# Hunting > Game Cooking and Recipes >  Marinated mussels.

## stingray

Steam and shell mussel. You will need 
One medium red onion
Raw sugar 4 Tbl spoon 
Sweet chilly sauce 2 tbl or to taste 
Malt vinager 500 

Mix sweet chilli and raw sugar with 100 mills of vinager until sugar is disk led
Add rest of vinager bit by bit to suit your taste ... You don't want it to sweet as the mussel reduce the vinagers bite over night 

Slice red onion in halve then into thin strips 
Mix red onion and mussels (gently ) pour  vinager/chilli/ sugar over these. Cover refrigerate until cold 
Enjoy.

----------


## Beaker

That is a perfect brew! 

An small change is drop the sweet chilli and add really chilli's. And or cooked open the mussels in a hot smoker then do the above..... I think I need to grab some mussels this week...

----------


## Angus_A

Those things were bloody awesome on crackers.

----------


## gadgetman

@stingray, my tongue is hanging out. Just watch out for it when you close the drawer.

----------


## Scouser

Will give that a go this summer..... :Psmiley:

----------


## stingray

> @stingray, my tongue is hanging out. Just watch out for it when you close the drawer.


Forum fishing trip in Feb.... Reckon we can get a few down our necks that weekend eh.

----------


## mikee

Salted mussels are better than marinaded ones..............................................  .....................for bait

----------


## stingray

Bloody hell Mikee no wonder you never go fishing you see everything as bait... 
Me scallops .. Mikee ..bait! 
Me mussels ... Mikee .. Bait. 
Me squid ... Mikee .. Bait. 
Me kaiwhai .. Mikee bait 
Me .. Me ... Mikee ... Hmmmm shark bait!!  :O O:

----------


## mikee

Well I have just ordered a 13kg box of "food grade" squid for bait so I guess if I dont catch anything i really can eat the bait!!!!!
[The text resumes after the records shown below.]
PR #1636, opened 2018-04-11
Layout.HamburgerBasement improvements

ptomato:
https://phabricator.endlessm.com/T22044

### DIFF
--- a/js/app/moltresEngine.js
+++ b/js/app/moltresEngine.js
@@ -74,16 +74,15 @@ var MoltresEngine = new Lang.Class({
     },
 
     _get_sets: function (query) {
-        let set_models = this._set_models.filter((model) => {
-            if (query.tags_match_any.length === 0)
-                return true;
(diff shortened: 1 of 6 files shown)


js/app/moltresEngine.js
```diff
@@ -74,16 +74,15 @@ var MoltresEngine = new Lang.Class({
...
+        let set_models = this._set_models;
+
+        if (query.tags_match_any.length > 0) {
+            set_models = set_models.filter(model =>
+                query.tags_match_any.some(tag => model.tags.includes(tag)));
+        }
 
         return {
-            models: set_models,
+            models: set_models.slice(query.offset, query.limit + query.offset),
```
tchx84: like I mentioned in slack, I still can't see the load more button even with these changes.

ptomato: To recap from Slack, the changes apply only when displaying dummy sets.

Issue #985, opened 2015-12-14
CI locks?


orta:
It looks like it stopped here: https://circle-artifacts.com/gh/artsy/eigen/1078/artifacts/0/tmp/circle-artifacts.KgPk57x/xcode_test_raw.log

```
Test Case '-[ARTopMenuNavigationDataSourceSpec test_notifications__resets_the_app_icon_badge_if_there_are_0_notifications]' started.
2015-12-14 14:43:05.928 Artsy[6054:11667] Rewriting /shows as https://m.artsy.net/shows
```

ashfurrow:
Saw this today, can replicate it locally.

ashfurrow:
See this still, will put some time into it when I get a chance.

orta:
fixed by #1068

PR #1068, opened 2016-01-26
Fixes deadlocks.

ashfurrow:
This is a possible fix for #985. According to [other SDWebImage users](https://github.com/rs/SDWebImage/issues/507), there's a problem with deadlocking which is related to a race condition checking if a request is cancelled/finished. 

This solution cancels all downloads whenever we stub the user (which is where we've been deadlocking). Fairly straightforward – ran it a bunch of times locally and it was all good.


orta:
Oh nice :+1:

PR #1073, opened 2016-01-27
Get Gene pages working again

orta:
The API calls for filter come in as a dictionary, with the Artworks being inside `hits` rather than at the root of the array. 

This PR will mean that we need to deploy another build of our current beta 2.3.5.


ashfurrow:
:+1:

PR #1075, opened 2016-01-27
Finishes price range selection 📱

### LINKED ISSUE #971: Refine Tool
The refine tool will act as a catch all for both filtering and sorting that we can hopefully use wherever a large collection of works is displayed in the app. For now though, let's limit the scope to the auction sale page. It will act as a modal on top of the sale page. By default the works will show up in the "default" sort order (either lot order or artist a-z) displayed in a masonry layout. When a particular sort item is selected from the refine modal, this will switch the view to display the works in a list. We use this same logic in Eidolon and on the web. I'm going to assume we don't have the backend to support price filtering at the moment but I plan on putting a request into the auctions team to support it. I imagine for a V1 we can plan on excluding the price filter altogether. 

image

image

ashfurrow:
Fixes #971.

On iPhone:

screen shot 2016-01-27 at 3 59 55 pm

And iPad, shown working:


ashfurrow:
I've removed one test because it is inconsistent with the use of the view controller. It was testing what happened when a user changes a setting (it enables the clear/apply buttons), but I can't think of a way to simulate user interaction in a realistic way so the test is actually _useful_.

ashfurrow:
Never mind, got a (bit hacky) way implemented, adding it back (with a new name).

ArtsyMobile:
&nbsp; | 1 Error
    ------------- | ------------
        :no_entry_sign: | No CHANGELOG changes made
    

  

  
    &nbsp; | 1 Warning
    ------------- | ------------
        :warning: | Needs testing on a Phone if change is non-trivial
    

  

  


<p align="right" meta="generated_by_danger">
</p>

ashfurrow:
No changelog entry as it already exists for this change.

Artsy/View_Controllers/Auction/AuctionRefineViewController+Private.swift
```diff
@@ -83,6 +104,70 @@ private extension AuctionRefineViewController {
...
+                return
+            }
+            labelContainer.addSubview(maxLabel)
+
+            maxLabel.alignCenterYWithView(labelContainer, predicate: "0") // Center vertically in container.
+            maxLabel.alignCenterXWithView(slider.rightThumbView, predicate: "0").forEach(setConstraintPriority(.StayCenteredOverThumb))
+            maxLabel.alignAttribute(.Trailing, toAttribute: .Trailing, ofView: labelContainer, predicate: "<= 0").forEach(setConstraintPriority(.StayWithinFrame))
+
+            // Make sure they don't touch! Shouldn't be necessary since they'll be 10% appart, but this is "just in case" make sure the labels never overlap.
+            minLabel.constrainTrailingSpaceToView(maxLabel, predicate: "<= -10").forEach(setConstraintPriority(.DoNotOverlap))
```
orta: `appart`->`apart`

orta: instead of `forEach(setConstraintPriority(.DoNotOverlap))` you could use the `"<= -10@750"` or whatever?

ashfurrow: :grimacing: I forgot that I could do that.

I can change to that, honestly I kind of like this because it centralizes the priorities in an enum, but we could find a middle ground. Or whatever, I don't feel strongly.

orta: me neither for now, happy to let this settle out, but it's a global UIView technique that's unique to just this view controller, it should be everywhere or nowhere

ashfurrow: Fair enough!

orta:
:+1:

ashfurrow:
:bow:

Issue #972, opened 2015-12-08
List vs Masonry grid formatting and metadata styling


katarinabatina:
View changes occur when using the refine tool
![image](https://cloud.githubusercontent.com/assets/6482926/11725502/0b0ec48a-9f48-11e5-85a4-92f5869a2680.png)

ashfurrow:
*Estimate*: 2 days

PR #1097, opened 2016-02-01
Registration Status

### LINKED ISSUE #975: Registration status of user
We are moving away from requiring a user to register on a per sale basis. Instead we want to move to a simpler model where an artsy user can bid if they are qualified. 

That means, for users who have bid with us before will automatically be Approve to Bid, those who haven't will be required to register if they want to bid. When an auction places more strict vetting i.e. asks users to opt in to separate terms and conditions, asks user to send along a bank statement, etc. the user will be again asked to register. We don't anticipate more strict vetting in the short term but we know this will be a feature that partners will want so I figure it's good to build for the case now. 

Cases outlined:

1. Reg required
2. Reg pending (we shouldn't see this for some time, this would only be seen in the scenario that the user has given additional info during registration that needs to be reviewed)
3. Approved to bid
4. Outdated payment info (expired cc) on file

image

Measurements for Information Area

image

ashfurrow:
This is a WIP to make the register button work appropriately. It's a WIP because I still need to do:

- [x] title view layout
- [x] tests for title view
- [x] tests for network models (see below)

This PR makes significant changes to the networking done in the auctions' network models, and I'd like to explain my reasoning. I've broken each request-type (fetch the sale, the sale artworks, and the registration status) into their own network models. They can all fetch exactly one thing, and then store that thing locally. That's it. I want to keep these super-lean and follow the single-responsibility principle.

I think that's easy to get behind, but I have each fetch function return a `Signal`, and then the `AuctionNetworkModel` just calls the others' fetch methods and assembles the results. It's doing this with Interstellar, so I'm cautious about going too outside eigen's reference frame. 

If the general idea of isolating network models sounds good, I'll add some tests. If you have feedback on the use of Interstellar, please let me know :+1: 

Fixes #975.


Artsy/View_Controllers/Auction/AuctionNetworkModel.swift
```diff
@@ -1,78 +1,55 @@
...
+                return self.saleNetworkModel.fetchSale().subscribe(callback)
+            }
+            .merge(saleArtworksNetworkModel.fetchSaleArtworks())
+            .map { tuple in
+                // Tuple has the Sale and [SaleArtwork] from previous network requests.
+                return SaleViewModel(sale: tuple.0, saleArtworks: tuple.1)
+            }
+            .next { saleViewModel in
+                // Store the SaleViewModel
+                self.saleViewModel = saleViewModel
```
ashfurrow: These group of lines is what I'm most cautious about introducing into eigen. I'm trying to keep from introducing esoteric FP/FRP use, and I've tried to comment this to make it clear what it's doing and why. I'd like feedback to know if this is adequately explained, and if it's just too out there for eigen.

Artsy/Categories/InterstellarExtensions.swift
```diff
@@ -0,0 +1,21 @@
...
+func passOnFailure<T>(callback: Result<T> -> Void) -> (NSError!) -> Void {
+    return { error in
+        callback(.Error(error))
+    }
+}
+
+extension Signal {
+    /// Injects a signal into the receiver, but ignores the injected signals values.
+    /// Useful for injecting side-effects into a signal chain.
+    func inject<OtherType>(signal: Signal<OtherType>) -> Signal<T> {
```
orta: could this be called `then` or `tap` rather than introduce new terminology?

Artsy/Networking/API_Modules/ArtsyAPI+CurrentUserFunctions.m
```diff
@@ -13,5 +14,23 @@ + (void)updateCurrentUserProperty:(NSString *)property toValue:(id)value success
...
+    }
+
+    NSURLRequest *request = [ARRouter biddersRequestForSale:saleID];
+    [self getRequest:request parseIntoAnArrayOfClass:[Bidder class] success:^(id bidders) {
+        ArtsyAPISaleRegistrationStatus status = ArtsyAPISaleRegistrationStatusNotRegistered;
+
+        if ([bidders count] > 0) {
+            status = ArtsyAPISaleRegistrationStatusRegistered;
+        }
+
```
orta: One liner?
`ArtsyAPISaleRegistrationStatus status = bidders.count > 0 ? ArtsyAPISaleRegistrationStatusRegistered : ArtsyAPISaleRegistrationStatusNotRegistered`

Artsy/View_Controllers/Auction/AuctionSaleArtworksNetworkModel.swift
```diff
@@ -0,0 +1,63 @@
...
+        switch result {
+        case .Success(let saleArtworks):
+            callback(.Success(saleArtworks))
+        case .Error(let error):
+            callback(.Error(error))
+        }
+    }
+}
+
+/// Recursively calls itself with page+1 until the count of the returned array is < pageSize.
```
orta: non-ideal aspect of this is that we have to wait for all data before showing something, we can probably live with it here, but it's a bit of an Eigen anti-pattern

Artsy/Views/Auction/SaleViewModel.swift
```diff
@@ -27,6 +27,10 @@ extension SaleViewModel {
         return saleArtworks.count
     }
 
+    var displayName: String {
+        return sale.name
```
orta: think I've also exposed this, think I named it differently, happy with whichever

Artsy/View_Controllers/Auction/AuctionNetworkModel.swift
alloy: It’s too much imo. I’d prefer code that does not require the comments. The previous switch with a success and error case branch is much clearer in that regard.

alloy: (Not saying that such comments aren’t good, I’m saying that in this case it’s a signal that it went overboard.)

Artsy/Categories/InterstellarExtensions.swift
ashfurrow: Yeah, I struggled to name it. `tap` is a good idea.

Artsy/Networking/API_Modules/ArtsyAPI+CurrentUserFunctions.m
ashfurrow: Wasn't sure if I'd trigger Space Commander for having lines so long :speak_no_evil:

Artsy/View_Controllers/Auction/AuctionSaleArtworksNetworkModel.swift
ashfurrow: This is true, but it greatly simplifies filtering by price and re-ordering by other criteria. The networking is done once, up front. 

A way to make this better would be to increase the page size we fetch. It's currently ten, smaller than most auctions. The max is a hundred. Using that would greatly reduce the number of roundtrips, and most auctions would only need one. Thoughts?

Artsy/Views/Auction/SaleViewModel.swift
ashfurrow: I'll rebase and see. Thanks for the head's up!

Artsy/View_Controllers/Auction/AuctionNetworkModel.swift
ashfurrow: Yup yup yup. Going to go back to a `flatMap`-only style. It's be a little more verbose, but I think that's preferable to being arcane.

ashfurrow:
OK, merged latest in from master. Going to continue to work on the three remaining TODO items.

ArtsyMobile:
&nbsp; | 1 Error
    ------------- | ------------
        :no_entry_sign: | No CHANGELOG changes made
    

  

  
    &nbsp; | 2 Warnings
    ------------- | ------------
        :warning: | PR is classed as Work in Progress
        :warning: | Needs testing on a Phone if change is non-trivial
    

  

  


<p align="right" meta="generated_by_danger">
</p>

Artsy/Networking/API_Modules/ArtsyAPI+CurrentUserFunctions.m
orta: don't think space commander cares about line length - it's not rubocop :cop:

ashfurrow:
Alrighty! Managed to get _some_ coding in today. Likely won't get a chance to look at this until Friday, there's a showstopping Kiosk bug that needs to be fixed before the Friday Mocktion. 

This "works" but is untested. Oh, and it doesn't actually work:

screen shot 2016-02-03 at 6 35 14 pm

Haven't had a chance to really dig into it. It looks like the header stack view is getting covered up by the sticky header. @orta if you have a chance, I'd love some suggestions on this.

ashfurrow:
Oh, and there's a missing "info" button asset I need to add >.<

orta:
> . It looks like the header stack view is getting covered up by the sticky header. @orta if you have a chance, I'd love some suggestions on this. I tried rotating to force a re-layout but no dice.

You need to make sure the stack is fully re-laid out before triggering to the collection view that the height has changed

ashfurrow:
@orta the problem was on my end, forgot the `-` on a bottom-edge constraint.

I've decided to punt on the view tests, because the other constituent views aren't tested either, and I think the tests more properly belong in the view controller snapshot tests in #972  (instead of testing each view individually + aggregated in the view controller anyway, no need to redundantly test, but this might warrant a bigger discussion).

iPhone:

screen shot 2016-02-05 at 5 13 11 pm

iPad: 

screen shot 2016-02-05 at 5 14 44 pm

ashfurrow:
CI was failing comparing two (ObjC) enums in my Swift unit tests. I've updated Circle's config to Xcode 7.1 to try and fix.

ashfurrow:
Danger is complaining of a missing changelog entry, but there is one there... Maybe we're behind on versions.

orta:
Will look on Monday, stuck with a phone for a bit

orta:
Danger thing is known, been wondering I'd the commit range is wrong

ashfurrow:
Cool cool – commit range sounds plausible, this is a pretty long-lived PR.

orta:
I disagree with respect to not doing the tests for the view, ideally we want to be creating re-usable UI components, testing at the view level encourages that. Moving this up to VC level means we get a lot of "AuctionXXXView" views which are now only really useful within one context, and no-one will think to re-use them.

Artsy/Networking/API_Modules/ArtsyAPI+Sales.h
```diff
@@ -18,7 +18,7 @@
               success:(void (^)(Sale *sale))success
               failure:(void (^)(NSError *error))failure;
 
-+ (void)getSaleArtworksWithSale:(Sale *)sale
++ (void)getSaleArtworksWithSale:(NSString *)saleID
```
orta: :+1:

Artsy/Views/Auction/AuctionTitleView.swift
```diff
@@ -18,11 +39,157 @@ class AuctionTitleView: UIView {
...
+            $0.font = UIFont.serifFontWithSize(16)
+            $0.textColor = .artsyHeavyGrey()
+        }
+        container.addSubview(registrationLabel)
+
+        // Centre both horizontally
+        registerButton.alignCenterXWithView(container, predicate: "0")
+        registrationLabel.alignCenterXWithView(container, predicate: "0")
+
+        // Staack the register button on top of the label, and constrain them to the container.
```
orta: minor: typo

Artsy_Tests/View_Controller_Tests/Auction/AuctionNetworkModelTests.swift
```diff
@@ -0,0 +1,162 @@
...
+
+    init(result: Result<ArtsyAPISaleRegistrationStatus>) {
+        self.result = result
+    }
+    
+    func fetchRegistrationStatus(saleID: String, callback: Result<ArtsyAPISaleRegistrationStatus> -> Void) {
+        called = true
+        callback(result)
+    }
+}
```
orta: cool tests bro

Artsy_Tests/View_Controller_Tests/Auction/AuctionReglstrationStatusNetworkModelTests.swift
```diff
@@ -0,0 +1,90 @@
...
+import OHHTTPStubs
+@testable
+import Artsy
+
+class AuctionRegistrationStatusNetworkModelSpec: QuickSpec {
+    override func spec() {
+        let bidderJSON: NSArray = [["id": "bidder", "sale": ["id": "sale"]]]
+
+        afterEach {
+            OHHTTPStubs.removeAllStubs()
```
orta: I think this should be done for you

Artsy/Categories/InterstellarExtensions.swift
```diff
@@ -0,0 +1,9 @@
+import Foundation
+import Interstellar
+
+/// Convenience function for invoking callback with the given error.
+func passOnFailure<T>(callback: Result<T> -> Void) -> (NSError!) -> Void {
```
orta: this might make more sense as `raiseError` ?

orta:
Looks good, only `this might make more sense as raiseError ?` is a blocker :+1:

Artsy/Categories/InterstellarExtensions.swift
ashfurrow: Hmm, interesting. It's not strictly raising/throwing an error, it's just passing it into the callback block. But I agree that "passOnFailure" doesn't really convey that either.

Artsy_Tests/View_Controller_Tests/Auction/AuctionReglstrationStatusNetworkModelTests.swift
ashfurrow: 🎉

ashfurrow:
> ideally we want to be creating re-usable UI components 

Agreed, will add some tests. Probably will involve moving testing traits to Forgeries.

ashfurrow:
OK, so we're using a branch of Forgeries pending https://github.com/ashfurrow/Forgeries/pull/15 getting merged. I added tests for the title view as requested, using both iPad and iPhone. I know we have something like this already for device-independent snapshotting but that's mainly around `UIDevice`, I think? So it may be worth thinking of a better abstraction for trait classes. But not right now >.<

Artsy_Tests/View_Controller_Tests/Auction/AuctionNetworkModelTests.swift
ashfurrow: protocol-oriented-blahblahblah

ashfurrow:
OK! Got that other PR merged, and moved this to Forgeries 0.6.1.

> "I think this is good for final review", he said trepidatiously.

ashfurrow:
But in the past tense, yay!

CHANGELOG.yml
```diff
@@ -14,8 +14,10 @@ releases:
     - Use Hockey for feedback, take a screenshot in app or use the admin menu to trigger - orta
     - View Controllers can now add sticky headers to collections of Artworks/Models - orta
     - Use Hockey for feedback, take a screenshot in app or use the admin menu to trigger the feedback mechanism - orta
+    - Registration status on auction page - ash
     - Removes rotation support on refine auction listings view for iPhone - ash
     - Remove prefix header from app target. - alloy
+    - Additional work on the auction title view - ash
```
orta: these changes have gone into an older release

orta: fixed in https://github.com/artsy/eigen/pull/1129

Actually the only shellfish I eat is scollies straight from the sea.

Sounds like a good recipe but just not for me I'm afraid..............................means more for the rest of you guys

----------


## gadgetman

> Forum fishing trip in Feb.... Reckon we can get a few down our necks that weekend eh.


I'm in!

----------


## Scouser

@stingray Hi mate, did this at the weekend, started friday night they were 'wolfed' down saturday arvo....everyone complemented 'me' on the taste....cheers mate

will do next time with 'Hot' sweet chilli sauce and some sliced garlic....cant wait

----------


## stingray

Cheers @Scouser!! Really like your ideas. It's going to be a tasty summer!

----------


## kotuku

stingray me old china -the mere sight of that brew suffices to induce a rajah on an amoeba!-Gimme,gimme,gimme.
PS gadget -if ya don't remove ya tongue it'll get chomped too!

----------


## veitnamcam

My Son and I ate half of them while cooking and opening them, those that remained went into this brew slightly modified.
I didnt have enough malt vinegar and used cider vinegar to top off, added crushed garlic and and ghost chilli flakes.

----------


## Ruawai

They look good, I might give a bit of chilli a go next time. I do
 1 vinegar,
1 sugar
2 water 
1 onion 
They need to be cold when they go in or they go mushy. I did mussels rapted in bacon last night, they went pretty quick.

----------


## Tommy

Chilli mussels and beer mmmmmmmmmmmmmm my arse turns into a fire trumpet  :Thumbsup:

----------


## Pengy

Chilli mussels topped with bacon and cheese before being lightly grilled.....try it

----------


## R93

> Chilli mussels topped with bacon and cheese before being lightly grilled.....try it


Recipe please. Or is it self explanatory 

Sent from my SM-T510 using Tapatalk

----------


## Beaker

> Recipe please. Or is it self explanatory 
> 
> Sent from my SM-T510 using Tapatalk


Fuck you're hopeless....
Thankfully your lovely wife can cook..... :Wink:

----------


## Pengy

I am no Rik Stein  :Wink: 
Steam mussels till they pop.Cool in fridge . Put on a baking tray and top with grated cheese and finely chopped bacon. Sprinkle (great word that one) with Chilli flakes before putting under a medium grill to brown bacon/cheese combo

----------


## Pengy

I think the non chilli version is called Mussels Kilpatrick

----------


## ROKTOY

> Chilli mussels topped with bacon and cheese before being lightly grilled.....try it


Do this in a half shell and add a little bit of red wine to each.

----------


## mikee

Why on earth would you waste good marinade on..........................bait??  :Grin:

----------


## R93

> Fuck you're hopeless....
> Thankfully your lovely wife can cook.....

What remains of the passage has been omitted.